YOUR INSTRUCTIONS =
Would you set down every line of the data below exactly as it reads?

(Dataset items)
----

PR #4508, opened 2026-06-08
Document POS discount allocation API version

janezhu918:
### Background

Part of https://github.com/shop/issues-retail/issues/27165.

POS is moving custom fixed-amount line item discounts from ACROSS allocation to EACH allocation for POS UI Extensions API version 2026-07. Extensions on 2026-04 and earlier keep the existing behavior, where POS accepts the total line-item discount amount and converts it automatically.

### Solution

Update the Cart API JSDoc for `setLineItemDiscount` and `bulkSetLineItemDiscounts` to describe the 2026-07 behavior plainly: `FixedAmount` line item discount amounts are per-unit amounts, including the quantity 2 example.

### Developer changelog

I’ll create a developer changelog entry for the version-delta framing: 2026-04 and earlier accepted the total fixed-amount line item discount and converted it automatically; 2026-07 expects a per-unit `FixedAmount` amount. Example: passing `'5.00'` on a line item with quantity 2 results in a $10.00 total discount.

### Generated docs plan

After this merges into `2026-07-rc`, trigger the shop/world POS UI Extensions API regen workflow with `api_version = 2026-07-rc` and use the bot-generated shop/world companion PR as the generated-docs PR.

### 🎩

- Ran `yarn docs:point-of-sale 2026-07-rc` in this repo.
- Used the generated files to preview the 2026-07 Cart API docs locally in `shopify-dev`.
- Confirmed the `FixedAmount` per-unit description appears inline on the `setLineItemDiscount()` and `bulkSetLineItemDiscounts()` method descriptions.
- Also ran:
  - `yarn build`
  - `yarn type-check`

Screenshot 2026-06-09 at 1 13 05 PM

Screenshot 2026-06-09 at 1 13 02 PM

### Checklist

### DIFF
--- a/packages/ui-extensions/src/surfaces/point-of-sale/api/cart-api/cart-api.ts
+++ b/packages/ui-extensions/src/surfaces/point-of-sale/api/cart-api/cart-api.ts
@@ -180,7 +180,7 @@ export interface MutableCartApiContent {
   removeLineItemProperties(uuid: string, keys: string[]): Promise<void>;
 
   /**
-   * Apply a discount to a specific line item using its `UUID`. Specify the discount type (`'Percentage'` or `'FixedAmount'`), title, and amount value with improved discount allocation tracking.
+   * Apply a discount to a specific line item using its `UUID`. Specify the discount type (`'Percentage'` or `'FixedAmount'`), title, and amount value with improved discount allocation tracking. `FixedAmount` discounts use per-unit amounts. For example, passing `'5.00'` on a line item with quantity 2 results in a $10.00 total discount.
    *
    * @param uuid the uuid of the line item that should receive a discount
    * @param type the type of discount applied (example: 'Percentage')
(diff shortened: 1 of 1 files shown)


jiricrispeyn (commented):
Should the version-delta framing live in the changelog instead of the docsite?

The docs are already versioned, anyone reading this page has selected 2026-07, so "Starting with API version 2026-07, `FixedAmount` discounts use per-unit amounts" is describing a *change between versions* rather than the behavior of *this* version, which feels like it might fit better as a changelog entry?

What if we split it:

**Developer changelog**: announce the behavior change (2026-04 and earlier = total amount converted automatically → 2026-07 = per-unit), with the worked example. That's the right place to flag the migration impact for `FixedAmount` callers.

**Docsite (this JSDoc)**: just describe current behavior plainly — `FixedAmount` amounts are applied per unit, with the `'5.00'` × qty 2 = $10.00 example. No version conditional.

That keeps each method's description timeless (it won't read awkwardly once 2026-07 isn't the latest) and puts the "heads up, this changed" signal where devs actually look for breaking changes.

One thing I'd double-check before we drop the version mention entirely: does the older (2026-04 and earlier) docsite snapshot get regenerated from this same source string? If the per-unit text would leak into the 2026-04 page, we'd need version gating in the generator rather than just editing the prose.

janezhu918:
Agreed, updated. I removed the version conditional from the method JSDoc so the generated docsite describes the 2026-07 behavior plainly, and added the worked example to both `setLineItemDiscount()` and `bulkSetLineItemDiscounts()`.

I also updated the PR body to track the developer changelog follow-up for the version-delta framing: 2026-04 and earlier accepted the total fixed-amount line item discount and converted it automatically; 2026-07 expects the per-unit `FixedAmount` amount.

I double-checked the regen workflow too: it checks out the requested API version before generating docs, so 2026-04 and earlier snapshots won’t pick up this 2026-07-rc source string unless we explicitly change those branches/versions.

vctrchu (approved):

----

RESPONSE FOR THIS EXERCISE =
PR #4508, opened 2026-06-08
Document POS discount allocation API version

janezhu918:
### Background

Part of https://github.com/shop/issues-retail/issues/27165.

POS is moving custom fixed-amount line item discounts from ACROSS allocation to EACH allocation for POS UI Extensions API version 2026-07. Extensions on 2026-04 and earlier keep the existing behavior, where POS accepts the total line-item discount amount and converts it automatically.

### Solution

Update the Cart API JSDoc for `setLineItemDiscount` and `bulkSetLineItemDiscounts` to describe the 2026-07 behavior plainly: `FixedAmount` line item discount amounts are per-unit amounts, including the quantity 2 example.

### Developer changelog

I’ll create a developer changelog entry for the version-delta framing: 2026-04 and earlier accepted the total fixed-amount line item discount and converted it automatically; 2026-07 expects a per-unit `FixedAmount` amount. Example: passing `'5.00'` on a line item with quantity 2 results in a $10.00 total discount.

### Generated docs plan

After this merges into `2026-07-rc`, trigger the shop/world POS UI Extensions API regen workflow with `api_version = 2026-07-rc` and use the bot-generated shop/world companion PR as the generated-docs PR.

### 🎩

- Ran `yarn docs:point-of-sale 2026-07-rc` in this repo.
- Used the generated files to preview the 2026-07 Cart API docs locally in `shopify-dev`.
- Confirmed the `FixedAmount` per-unit description appears inline on the `setLineItemDiscount()` and `bulkSetLineItemDiscounts()` method descriptions.
- Also ran:
  - `yarn build`
  - `yarn type-check`

Screenshot 2026-06-09 at 1 13 05 PM

Screenshot 2026-06-09 at 1 13 02 PM

### Checklist

### DIFF
--- a/packages/ui-extensions/src/surfaces/point-of-sale/api/cart-api/cart-api.ts
+++ b/packages/ui-extensions/src/surfaces/point-of-sale/api/cart-api/cart-api.ts
@@ -180,7 +180,7 @@ export interface MutableCartApiContent {
   removeLineItemProperties(uuid: string, keys: string[]): Promise<void>;
 
   /**
-   * Apply a discount to a specific line item using its `UUID`. Specify the discount type (`'Percentage'` or `'FixedAmount'`), title, and amount value with improved discount allocation tracking.
+   * Apply a discount to a specific line item using its `UUID`. Specify the discount type (`'Percentage'` or `'FixedAmount'`), title, and amount value with improved discount allocation tracking. `FixedAmount` discounts use per-unit amounts. For example, passing `'5.00'` on a line item with quantity 2 results in a $10.00 total discount.
    *
    * @param uuid the uuid of the line item that should receive a discount
    * @param type the type of discount applied (example: 'Percentage')
(diff shortened: 1 of 1 files shown)


jiricrispeyn (commented):
Should the version-delta framing live in the changelog instead of the docsite?

The docs are already versioned, anyone reading this page has selected 2026-07, so "Starting with API version 2026-07, `FixedAmount` discounts use per-unit amounts" is describing a *change between versions* rather than the behavior of *this* version, which feels like it might fit better as a changelog entry?

What if we split it:

**Developer changelog**: announce the behavior change (2026-04 and earlier = total amount converted automatically → 2026-07 = per-unit), with the worked example. That's the right place to flag the migration impact for `FixedAmount` callers.

**Docsite (this JSDoc)**: just describe current behavior plainly — `FixedAmount` amounts are applied per unit, with the `'5.00'` × qty 2 = $10.00 example. No version conditional.

That keeps each method's description timeless (it won't read awkwardly once 2026-07 isn't the latest) and puts the "heads up, this changed" signal where devs actually look for breaking changes.

One thing I'd double-check before we drop the version mention entirely: does the older (2026-04 and earlier) docsite snapshot get regenerated from this same source string? If the per-unit text would leak into the 2026-04 page, we'd need version gating in the generator rather than just editing the prose.

janezhu918:
Agreed, updated. I removed the version conditional from the method JSDoc so the generated docsite describes the 2026-07 behavior plainly, and added the worked example to both `setLineItemDiscount()` and `bulkSetLineItemDiscounts()`.

I also updated the PR body to track the developer changelog follow-up for the version-delta framing: 2026-04 and earlier accepted the total fixed-amount line item discount and converted it automatically; 2026-07 expects the per-unit `FixedAmount` amount.

I double-checked the regen workflow too: it checks out the requested API version before generating docs, so 2026-04 and earlier snapshots won’t pick up this 2026-07-rc source string unless we explicitly change those branches/versions.

vctrchu (approved):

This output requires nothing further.